Academic background
- Education: AB, English, 1991, Vassar College MD, 1995, Duke University M.P.H. 1999, Johns Hopkins Bloomberg School of Public Health

Academic work
- Institutions: Wake Forest School of Medicine Duke University School of Medicine Johns Hopkins School of Medicine

= L. Ebony Boulware =

American physician-scientist and clinical epidemiologist

L. Ebony Boulware is an American general internist, physician-scientist, and clinical epidemiologist. She is the Dean of Wake Forest University School of Medicine and Chief Academic Officer of Advocate Health. Boulware formerly served as the Nanaline Duke Distinguished Professor of Medicine and director of the Clinical and Translational Science Institute at the Duke University School of Medicine.

==Early life and education==
Boulware completed her Bachelor of Arts degree from Vassar College in 1991, where she also competed on their field hockey and women's basketball team. During her tenure at the school, she was named second team regional all-American, second team all-state, a recipient of the New York Scholar-Athlete Award, and a member of the National Academic Squad. As a senior in 1991, Boulware was named the Female Senior Athlete of the Year.

Upon graduating, Boulware earned her medical degree at Duke University in 1995 and her Master's degree in public health at Johns Hopkins Bloomberg School of Public Health. Following her medical degree, Boulware completed her residency and fellowship at the University of Maryland School of Medicine.

==Career==
===Johns Hopkins===
Upon completing her formal education, Boulware became an assistant professor of medicine at the Johns Hopkins School of Medicine. By 2008, she won a bronze Telly Award for a video on the Talking About Living Kidney Donation study that she co-produced with a consortium of Johns Hopkins faculty and staff and the National Kidney Foundation of Maryland. Boulware was also promoted to the rank of associate professor with a joint appointment in the Department of Epidemiology.
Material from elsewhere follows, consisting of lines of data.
PR #3180, opened 2026-06-02
fix: replace OPL `exclude`/`date_time` keywords to match spec

albertlockett:
# Change Summary

In https://github.com/open-telemetry/otel-arrow/pull/3051 we are adding a specification for OPL. It has some minor keyword differences from the current implementation.

The keyword for the operation it specifies to remove attributes is `remove`, but currently we use `exclude`. I think `remove` is a more sensible name, so we'll make this change. (`project-away` will remain an alias`).

```
// before this would be `exclude attributes["x"]`
logs | remove attributes["x"]
```

The tag we use for timestamp literals also changes to match the spec, from `date_time` to `timestamp`. This seems more sensible as well, because that is what the arrow type is called. E.g., now timestamp/datetime literals will be defined like `timestamp"..."`

* Relates to #3051 

Unit tests

Yes - this is a breaking change to OPL syntax
 

### Changelog


lquerel (approved):
LGTM

rust/otap-dataflow/.chloggen/opl-spec-keyword-corrections.yaml
```diff
@@ -0,0 +1,4 @@
+change_type: breaking
+component: query-engine
+note: changes keyword "exclude" to "remove", and changes "date_time" literal tag to "timestamp" to align with nascent spec
+issues: [3051]
```
ThomsonTan: nit: end with new line.

PR #3181, opened 2026-06-02
pdata: handle nanosecond duration/timestamp cardinality in concatenate

ragumarimuthu-git:
## Summary
This pull request fixes a bug in the `pdata` component related to cardinality estimation for Arrow `Duration` and `Timestamp` types. Previously, the code would panic when handling these types with certain time units. The update ensures that all Arrow time units are correctly supported for both `Duration` and `Timestamp` types, and adds comprehensive tests to cover these cases.

Bug fix and improved handling for Arrow time types:

* Updated `estimate_cardinality` in `concatenate.rs` to handle all Arrow `Duration` and `Timestamp` time units (`Second`, `Millisecond`, `Microsecond`, `Nanosecond`) without panicking.
* Added imports for all relevant Arrow time unit types (`DurationSecondType`, `TimestampMillisecondType`, etc.) to support the new logic.


rust/otap-dataflow/crates/pdata/src/otap/transform/concatenate.rs
```diff
@@ -1099,6 +1130,57 @@ mod schema_tests {
...
 
+    #[test]
+    fn test_cardinality_duration_all_time_units() {
+        for unit in [
+            arrow_schema::TimeUnit::Second,
+            arrow_schema::TimeUnit::Millisecond,
+            arrow_schema::TimeUnit::Microsecond,
+            arrow_schema::TimeUnit::Nanosecond,
+        ] {
+            test_cardinality_for_type(&[250], &DataType::Duration(unit), Some(DataType::UInt8));
```
lalitb, line 1141: I think this test still misses the new code path. With only 250 values, we return early before running the new timestamp/duration cardinality logic. Can we add a case with more than 255 values, like `[250, 10]`, so this actually tests the fix?

lalitb (approved):
LGTM once the test coverage gap above is fixed. Thanks @ragumarimuthu-git for contribution.

rust/otap-dataflow/crates/pdata/src/otap/transform/concatenate.rs
```diff
@@ -1596,6 +1722,26 @@ mod schema_tests {
...
+                    }
+                    arrow_schema::TimeUnit::Microsecond => {
+                        Arc::new(DurationMicrosecondArray::from(values))
+                    }
+                    arrow_schema::TimeUnit::Nanosecond => {
+                        Arc::new(DurationNanosecondArray::from(values))
+                    }
+                }
+            }
+            DataType::Timestamp(_, _) => {
```
ThomsonTan: Nit: consider `DataType::Timestamp(_unit, _tz)` instead of `DataType::Timestamp(_, _)` to make it self-documenting that both fields matter (the full `value_type` is forwarded to `cast`). Not blocking.

ThomsonTan (approved):

rust/otap-dataflow/.chloggen/pdata-temporal-cardinality-fix.yaml
```diff
@@ -0,0 +1,4 @@
+change_type: bug_fix
+component: pdata
+note: Handle Duration and Timestamp cardinality estimation across all Arrow time units and add timezone-preserving timestamp test coverage in concatenate schema tests.
```
cijothomas: Handle Duration and Timestamp cardinality estimation across all Arrow time units in concatenate (previously panicked).

^ just this would be good. Changlogs don't need to talk about test additions, we use this for generated end-user facing changelogs only.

As an associate professor, Boulware was the recipient of a David M. Levine Excellence in Mentoring Award at the Department of Medicine's Research Retreat. She was later appointed to a six-year term as a member of the Health Services Organization and Delivery Study Section of the Center for Scientific Review in the National Institutes of Health (NIH). In 2013, Boulware was inducted into the American Society for Clinical Investigation as someone who has "accomplished meritorious original, creative, and independent investigations in the clinical or allied sciences of medicine."

===Duke===
Boulware eventually left JHU to become the chief of the Division of General Internal Medicine at the Duke University School of Medicine on September 25, 2013. In this role, she was selected to serve as the contact principal investigator for Duke's Clinical and Translational Science Award (CTSA) from the NIH. A few days later, Boulware was also named the associate dean for clinical and translational science and director of Duke's Center for Community and Population Health Improvement. In October 2015, Boulware's Center for Community and Population Health Improvement received a funding award from the Patient-Centered Outcomes Research Institute "to conduct a series of county-wide colloquia and conferences to establish priorities and plans for comparative effectiveness studies that address health needs in Durham and surrounding North Carolina communities."

While working as the chief of the Division of General Internal Medicine in the Department of Medicine, Boulware was the recipient of the 2016 Society of General Internal Medicine's Mid-Career Research and Mentorship Award. In 2019, Boulware was elected to the National Academy of Medicine as someone who demonstrated outstanding professional achievement and commitment to service. She was also appointed the Eleanor Easley Distinguished Professor of Medicine.

During the COVID-19 pandemic, Boulware was honored with the Duke Medical Alumni Association's 2020 Distinguished Faculty Award. Following this, she also received an Innovation Award from the Duke Institute of Health Innovation to support her project Using Xealth to Manage Population Health and Engage Patients with Chronic Kidney Disease. The following year, Boulware was elected a member of the Association of American Physicians and a Fellow of the American Academy of Arts and Sciences.

===Wake Forest and Advocate Health===
In January 2023, Boulware left Duke to become the Dean of Wake Forest School of Medicine and serve as Chief Science Officer and Vice Chief Academic Officer of Advocate Health. In December 2025, she assumed the role of Chief Academic Officer for Advocate Health while continuing in her role as Dean.